NEW YORK/WASHINGTON - U.S. banks have been told to keep quiet for now about results of a sweeping regulatory checkup into their health, raising questions about whether investors are being wrongly kept in the dark.

Government officials have been less than clear about how the results of these stress tests of 19 big banks will be released.

In the meantime, the Treasury Department and Federal Reserve have asked banks not to discuss the exams publicly out of concern that information will trickle out inconsistently and create market chaos, according to a source familiar with the talks between the government and the banks.

But some experts complain there is too much secrecy surrounding the tests, which are designed to determine whether the banks would be able to weather a steeper economic downturn.

They say banks should release results as they learn them, because anything else goes against traditional disclosure rules that govern what companies must tell investors.
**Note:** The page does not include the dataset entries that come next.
PR #3738, opened 2025-10-28
check room connection state + rename to on_emit + taskgroup fix

tinalenguyen:
encountered `Exception: cannot access local participant before connecting` from 

```
\livekit\agents\voice\agent_activity.py", line 1672, in _pipeline_reply_task  
           _set_participant_attributes(current_span, room_io.room.local_participant)                                                                      
                                                     ^^^^^^^^^^^^^^^^^^^^^^^^^^^^^^   
```

- confirms connection state is 1 (`CONN_CONNECTED`)
- rename `emit` to `on_emit`, revert change
- remove usage of keys() from taskgroup visited task set

### DIFF
--- a/livekit-agents/livekit/agents/voice/agent_activity.py
+++ b/livekit-agents/livekit/agents/voice/agent_activity.py
@@ -1668,7 +1668,7 @@ class AgentActivity(RecognitionHooks):
         if new_message:
             current_span.set_attribute(trace_types.ATTR_USER_INPUT, new_message.text_content or "")
 
-        if (room_io := self._session._room_io) and room_io.room.connection_state == 1:
+        if (room_io := self._session._room_io) and room_io.room.isconnected():
             _set_participant_attributes(current_span, room_io.room.local_participant)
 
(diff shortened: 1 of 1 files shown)


livekit-agents/livekit/agents/voice/agent_activity.py
```diff
@@ -1668,7 +1668,7 @@ async def _pipeline_reply_task(
         if new_message:
             current_span.set_attribute(trace_types.ATTR_USER_INPUT, new_message.text_content or "")
 
-        if room_io := self._session._room_io:
```
theomonnom, line 1671: You can import the actual value rtc.ConnectionState.{enum_here}

theomonnom: fwiw i think we have isconnected()

tinalenguyen: ah you're right, great call!!

theomonnom (approved):

PR #3754, opened 2025-10-29
Add Speechmatics TTS

aaronng91:
Add support for Speechmatics TTS

### DIFF
--- a/livekit-plugins/livekit-plugins-speechmatics/livekit/plugins/speechmatics/tts.py
+++ b/livekit-plugins/livekit-plugins-speechmatics/livekit/plugins/speechmatics/tts.py
@@ -84,6 +84,14 @@ class TTS(tts.TTS):
         )
         self._session = http_session
 
+    @property
+    def model(self) -> str:
+        return "unknown"
+
+    @property
+    def provider(self) -> str:
+        return "Speechmatics"
+
     def _ensure_session(self) -> aiohttp.ClientSession:
         if not self._session:
             self._session = utils.http_context.http_session()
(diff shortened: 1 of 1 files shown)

For 75 years, we have had a regulatory philosophy that investors need information, said Robert Hillman, a securities law professor at the University of California at Davis. We are now turning that on its head, and saying investors won't know how to use information they do get.

Banks are getting mixed messages from regulators about whether the stress tests should be considered a bank examination, which is not permitted to be disclosed, or a material event, which triggers a disclosure requirement, according to an industry source.

A material event typically is something sufficiently important that a reasonable investor would want to know about it, said Jill Fisch, a law professor at the University of Pennsylvania who specializes in securities issues.

She said it can be tough to draw the line to show when disclosure is necessary when dealing with soft information, such as merger talks, interim results of a clinical trial at a drug company or in this case, preliminary information about the financial tests that big banks are required to undergo.

But she said the information typically should be made public if the issue is important enough, and that recent experience has shown that more disclosure rather than less is better when it comes to banks.

We did get into this mess because we had a lot of sloppiness in the way financial institutions and others were required to disclose their values and models and risk, she said. Going forward that can't be a good thing.

PASS OR FAIL?

The stress tests, announced in February, were designed to see if banks are adequately capitalized. Banks that are found to need more money would then have six months to raise it, or take funds directly from the government in a new round of capital injections.

The Treasury Department is expected to release summary results of all of the stress tests some time after earnings season concludes for most big banks on April 24.

The regulators are also drafting a concept paper that will explain the framework for the stress tests and spell out how to interpret the aggregate results, the source familiar with the discussions on the stress tests said. The person requested anonymity because the talks are not public.

With earnings season now under way, the source said Treasury and Fed officials have asked banks not to talk about the tests in their quarterly reports. One concern is that banks that already have completed their internal versions of the tests -- and proved they do not need a capital infusion -- will want to include that information as part of their earnings releases.

Regulators worry that investors then would demand that other banks disclose their findings, causing confusion in the market if the results are not all reported in a standard form.

References to the stress tests in corporate announcements have been brief. Insurer MetLife Inc, for instance, confirmed in a news release on Monday it is participating in the stress test program but did not discuss details.

Also on Monday, Goldman Sachs Group Inc said it wanted to use the proceeds of a $5 billion stock sale to help repay $10 billion of government funds if permitted by our supervisors and if supported by the results of the stress assessment.

While not discussing the test itself, Goldman's announcement of the share sale -- combined with a higher-than-expected quarterly profit -- suggests to some that the company is having no trouble satisfying the test requirements.

Many analysts do not expect Goldman to run into trouble with stress tests because most of its assets are already on its books at their market price, meaning the bank does not have to take the same writedowns as many of its competitors.

A Goldman spokesman told Reuters that the language the company used in its announcement was required by regulators, with the company unable to comment any further about the stress test or speculate about its outcome.

Stock analyst Kevin Fitzsimmons, of Sandler O'Neill & Partners LP, said a lack of disclosure about these tests might keep some investors on the sidelines as they evaluate banks.

Over the last several days, banks have been sharply down and up, he said. With a void in information, it could create even more volatility based on what the sentiment of the day is.

But investors may be left with a confusing jumble of information if they are given preliminary results that are later changed as the government finalizes its findings on the new tests, said attorney Evan Stewart of law firm Zuckerman Spaeder LLP.

This is such a new process that they are still testing the stress test itself, he said. It's better to be quiet rather than release incomplete information that may be misleading.